- THE PROBLEM
Only a slice of the listing below is wanted. Retype the lines from the one containing "do you think" through the one containing "tompollard: hmm, i", exactly, both ends included.

========================================

PR #1785, opened 2023-01-05
 Fix to verify pdf file type and limit pdf size

superryeti:
1. Added a utility function to verify if the uploaded file is a pdf file or not.

    Currently users are able to upload any file type by changing the file extension in the training form.
    This commit adds a utility function to verify if the uploaded file is a pdf file or not.

2. Update test to work with the training pdf validation The new change makes sure that the file uploaded is a valid pdf and is readable. Our previous test was using django core SimpleUploadedFile to create a plain/txt file and uploading that which is not a valid pdf(even if we change the content type). So the solution to this would be to either create pdf on the fly during the test or use a static valid pdf file.

    I chose the later option, because creating pdf on the fly would require us to add a new dependency to the project which might introduce a security risk and need more discussion.

3. Added a file size limit for pdf Also, earlier there was no limit on the file size, i added a limit of 1MB Default(but customizable from .env) for the pdf file For the file size validation function, i added it in the user.validators instead of adding it somewhere else like physionet.utility because, i thought we might to implement different sizes for different applications, so i didnot try to make it generic.

### DIFF
--- a/physionet-django/physionet/settings/base.py
+++ b/physionet-django/physionet/settings/base.py
@@ -534,7 +534,7 @@ PLATFORM_WIDE_CITATION = {
 
 SOURCE_CODE_REPOSITORY_LINK = config('SOURCE_CODE_REPOSITORY_LINK',
                                      default='https://github.com/MIT-LCP/physionet-build')
-MAX_TRAINING_REPORT_UPLOAD_SIZE = config('MAX_TRAINING_REPORT_UPLOAD_SIZE', cast=int, default=1)
+MAX_TRAINING_REPORT_UPLOAD_SIZE = config('MAX_TRAINING_REPORT_UPLOAD_SIZE', cast=int, default=1048576)
 
 # User model configurable settings
 MAX_EMAILS_PER_USER = config('MAX_EMAILS_PER_USER', cast=int, default=10)
--- a/physionet-django/physionet/settings/base.py
+++ b/physionet-django/physionet/settings/base.py
@@ -534,6 +534,7 @@ PLATFORM_WIDE_CITATION = {
 
 SOURCE_CODE_REPOSITORY_LINK = config('SOURCE_CODE_REPOSITORY_LINK',
                                      default='https://github.com/MIT-LCP/physionet-build')
+MAX_TRAINING_REPORT_UPLOAD_SIZE_MB = config('MAX_TRAINING_REPORT_UPLOAD_SIZE_MB', cast=int, default=1)
 
 # User model configurable settings
 MAX_EMAILS_PER_USER = config('MAX_EMAILS_PER_USER', cast=int, default=10)
--- a/physionet-django/physionet/settings/base.py
+++ b/physionet-django/physionet/settings/base.py
@@ -534,7 +534,7 @@ PLATFORM_WIDE_CITATION = {
 
 SOURCE_CODE_REPOSITORY_LINK = config('SOURCE_CODE_REPOSITORY_LINK',
                                      default='https://github.com/MIT-LCP/physionet-build')
-MAX_TRAINING_REPORT_UPLOAD_SIZE_MB = config('MAX_TRAINING_REPORT_UPLOAD_SIZE_MB', cast=int, default=1)
+MAX_TRAINING_REPORT_UPLOAD_SIZE = config('MAX_TRAINING_REPORT_UPLOAD_SIZE', cast=int, default=1)
 
 # User model configurable settings
 MAX_EMAILS_PER_USER = config('MAX_EMAILS_PER_USER', cast=int, default=10)
--- a/physionet-django/user/test_views.py
+++ b/physionet-django/user/test_views.py
@@ -15,7 +15,7 @@ from django.contrib.auth.models import AnonymousUser
 from django.contrib.messages.storage.fallback import FallbackStorage
 from django.core import mail
 from django.core.management import call_command
-from django.core.files.uploadedfile import SimpleUploadedFile, UploadedFile
+from django.core.files.uploadedfile import SimpleUploadedFile
 from django.test import RequestFactory, TestCase
 from django.urls import reverse
 from django.utils import timezone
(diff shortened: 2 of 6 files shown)


physionet-django/physionet/settings/base.py
```diff
@@ -534,6 +534,7 @@ class StorageTypes:
 
 SOURCE_CODE_REPOSITORY_LINK = config('SOURCE_CODE_REPOSITORY_LINK',
                                      default='https://github.com/MIT-LCP/physionet-build')
+MAX_TRAINING_REPORT_UPLOAD_SIZE_MB = config('MAX_TRAINING_REPORT_UPLOAD_SIZE_MB', cast=int, default=1)
```
tompollard: The config file says `MAX_TRAINING_REPORT_UPLOAD_SIZE` but this is referencing `MAX_TRAINING_REPORT_UPLOAD_SIZE_MB`.

tompollard: Is there a reason to convert to MB here? If we receive the number in bytes, why not keep the bytes? (especially when we convert the MB back to bytes anyway for the comparison in `validate_training_file_size()`.

physionet-django/user/validators.py
```diff
@@ -255,3 +256,11 @@ def validate_domain_list(value):
     """
     if not re.fullmatch(r'(\w+\.\w+,*\s*)*', value):
         raise ValidationError('Must be separated with commas.')
+
+
+def validate_training_file_size(value):
+    """
+    Validate the file size of a file.
+    """
+    if value.size > settings.MAX_TRAINING_REPORT_UPLOAD_SIZE_MB * 1024 * 1024:
```
tompollard: If you are taking the number in bytes, this conversion wouldn't be necessary (i.e. instead of `> settings.MAX_TRAINING_REPORT_UPLOAD_SIZE_MB * 1024 * 1024` why not `> settings.MAX_TRAINING_REPORT_UPLOAD_SIZE`?

physionet-django/user/validators.py
```diff
@@ -255,3 +256,11 @@ def validate_domain_list(value):
...
+        raise ValidationError('The maximum file size that can be uploaded is 5MB.')
```
tompollard: I don't think we want to hardcode `5MB` here. I guess we may want to do the byte to KB/MB conversion though? 

If we are rounding, we need to avoid small numbers being rounded to 0. @bemoody copying you in in case you have idea about how best to deal with this? Could be an argument for requiring the file size to be specified in KB/MB?

physionet-django/physionet/settings/base.py
superryeti: HI, This seems some kind of mistake, i remember removing the MB stuff and doing bytes as Benjamin suggested. 

it might happened because i was poking around multiple branches and lost my latest changes. Pushing the changes with the fix asap

physionet-django/user/validators.py
superryeti: HI, This seems some kind of mistake, i remember removing the MB stuff and doing bytes as Benjamin suggested. 

it might happened because i was poking around multiple branches and lost my latest changes. Pushing the changes with the fix asap

physionet-django/user/validators.py
superryeti: Ah yes, my bad. Thank you.

Benjamin mention that we should use KB earlier. i had that changes but it seems i lost it when pushing here.

Doing that asap

physionet-django/physionet/settings/base.py
superryeti: But yes, we want everything in KB as per discussion on the previous closed PR

physionet-django/user/validators.py
superryeti: i see you meant to talk about rounding it down.

It should be a nice whole number even when we convert i think, as our predefined size limit is a 1048576 Bytes, which should be 1024 KB.

So even if we update the limit in future, we should be fine(it wouldnot be rounded to 0 unless the upload limit is less than 1MB) as long a we use a whole number limit like 1 MB, 2 MB etc.

superryeti: pushed the changes, but not marking this as resolved as we are waiting to hear from Benjamin

physionet-django/physionet/settings/base.py
```diff
@@ -534,6 +534,7 @@ class StorageTypes:
 
 SOURCE_CODE_REPOSITORY_LINK = config('SOURCE_CODE_REPOSITORY_LINK',
                                      default='https://github.com/MIT-LCP/physionet-build')
+MAX_TRAINING_REPORT_UPLOAD_SIZE = config('MAX_TRAINING_REPORT_UPLOAD_SIZE', cast=int, default=1)
```
tompollard: sorry, i should have spotted this before. default of 1 doesn't make sense if we are now using bytes.

superryeti: ah yes. my bad i missed this before. Updating asap

superryeti: @tompollard  do you think `default=1 * 1024 * 1024` would look better than `default= 1048576 ` 
Although ultimately both are the same , but the first one is much easier to change in future.

tompollard: hmm, i think i'd just go for `1048576`

superryeti: alright. sounds good

physionet-django/user/test_views.py
```diff
@@ -15,7 +15,7 @@
 from django.contrib.messages.storage.fallback import FallbackStorage
 from django.core import mail
 from django.core.management import call_command
-from django.core.files.uploadedfile import SimpleUploadedFile
+from django.core.files.uploadedfile import SimpleUploadedFile, UploadedFile
```
tompollard: This line is changed but the change doesn't seem necessary. I don't see UploadedFile being used?

superryeti: Ah yes, that should not be there, let me make changes.

tompollard:
Thanks @amitupreti, looks good to me!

========================================

- EXERCISE SOLUTION
superryeti: @tompollard  do you think `default=1 * 1024 * 1024` would look better than `default= 1048576 ` 
Although ultimately both are the same , but the first one is much easier to change in future.

tompollard: hmm, i think i'd just go for `1048576`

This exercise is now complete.